Our class ended, the long winter passed, and in the spring Blythe and I both signed up for advanced poetry. Something subtle had been shifting in my friend for a few months: she had begun to come over during my children’s naps when I tried to clean the house, and sat at the table, twittering gaily about small things until Mackenzie and Susan woke and called to me from their rooms. One cold day she brought over a frosty fistful of crocuses, and while she talked her eyes followed me whenever I moved. I wondered about Blythe’s boys, if she’d left them alone, but knew that she had the money for a nanny.
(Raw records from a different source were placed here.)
PR #734, opened 2020-01-11
Run the tests

### LINKED ISSUE #708: Some tests aren't testing
Some tests are missing their `should be(successful)` so that they really aren't checking the result of the test.  Lots of them are failing and we don't know it.

BeckySharp:
This is the PR addressing Issue #708 
fyi @MihaiSurdeanu 

Most of the tests were original, meaning that they had been sneakily not running ever since we first started developing rules, so many were about aspects of reading we didn't end up handling (i.e., different dimensions of entity modification, etc).

I modified some tests, others I tweaked rules to capture the info. Some I removed bc they weren't within the scope of what Eidos does

I guess we're not allowed to merge until after the freeze is lifted?  Or can we?  There are new rules, so I'd imagine we can't.

Also, idk why it can't automatically merge, i'll check in a sec, once I open it.

Closes #708

### DIFF
--- a/src/main/resources/eidos.conf
+++ b/src/main/resources/eidos.conf
@@ -44,7 +44,7 @@ ontologies {
 
   // Caching, for quick loading, language dependent
   cacheDir = ${EidosSystem.cacheDir}/${EidosSystem.language}
-  useCache = false
+  useCache = true
 
   // Primary
   // Note that this first one is included via build.sbt.  It is not directly part of eidos.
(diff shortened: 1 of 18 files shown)


MihaiSurdeanu:
Thanks @BeckySharp !

kwalcock:
No thanks to me, @BeckySharp.  Can you look at this conflict?  These monster strings are not good for merging.  Is there any other way they can be coded?  Lists would work better.

BeckySharp:
> No thanks to me, @BeckySharp. Can you look at this conflict? These monster strings are not good for merging. Is there any other way they can be coded? Lists would work better.

I think it's fixed! thanks Keith!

Not even Blythe, I hoped, would leave them alone, I thought, and hated myself for doubting her.
Then, the phone call in the middle of the night when, in the bolt-upright moment just before the phone rang, I knew it was Blythe, and that there was something wrong.
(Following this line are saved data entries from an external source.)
PR #711, opened 2025-02-13
Adding an STV question to the seeder + count of abstentions to details

viktorcsimma:
The only problem is that votes are not linked to any user; so the number of ballots is not correct.

See the blockquote under the _Details_ part for those enhancements.

grafik


horcsinbalint (changes requested):
This PR has bugs, won't merge today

“Hello,” I said, but she was already talking, her voice vibrant in the dark.
“Harriet, Harriet, I’ve done it,” she said. “You have to see.” And before I could respond, I heard her drop the phone, her footsteps running from the room.
“Sam,” I whispered, putting the phone back in the cradle. “I think there’s something wrong with Blythe.”
“She’s crazy, dammit,” he muttered.
I had almost fallen back asleep when I heard the squeal of tires around a corner, and I ran down
stairs in my pajamas. Through the screen I saw Blythe’s car ram the curb and narrowly miss the crabapple in our minuscule yard. The car ground to a stop and, its headlights still on, Blythe burst from the driver’s seat and hurried up the walk. Her hair was wild and her nightdress eerie in the stream of brightness and shadow. I cringed, expecting the lights to come on in the neighbors’ houses, but this was a place used to teenagers’ heavy metal past midnight, where neighbors inserted themselves into marital spats through the open windows of houses. Blythe’s behavior didn’t warrant a dog barking. She leaped the steps and thrust a paper in my hand. “Read it,” she said and gave a little crow. Then she grasped the poem back out of my hand and said, “No. I have to read it. It’s the performance that counts.”
Blythe stepped down onto the lawn and tilted the paper into the headlights’ beam. She let the paper drop so it floated down, and raised her arms so her sleeves were filled with light. And then she declaimed her poem at high voice. The neighbor’s beagle bayed along with her: she swept her arms up and out of the light, then back in, out, in. She was conducting the midges, the wind along the rooftops, the Schuylkill glimmering at the foot of the hill, I thought. Later I would read the poem itself and think, Eh, but in her mouth that night the words were full of needles and music.
I watched Blythe, so gorgeous and fluttering in her iridescent nightgown, a winged thing, and said, “God.” I had never been religious, and even if I had been, my God would have been much more ancient and angry than Blythe’s prim Episcopalian one, but still, I sensed the hand of something vast in this swift transformation.
When Blythe clasped me about the neck at the end, I thought I heard her say something strange over the wind and the idling engine: Oh, Mother. Later I dismissed what I heard and climbed back into bed to fall asleep, happy for my friend.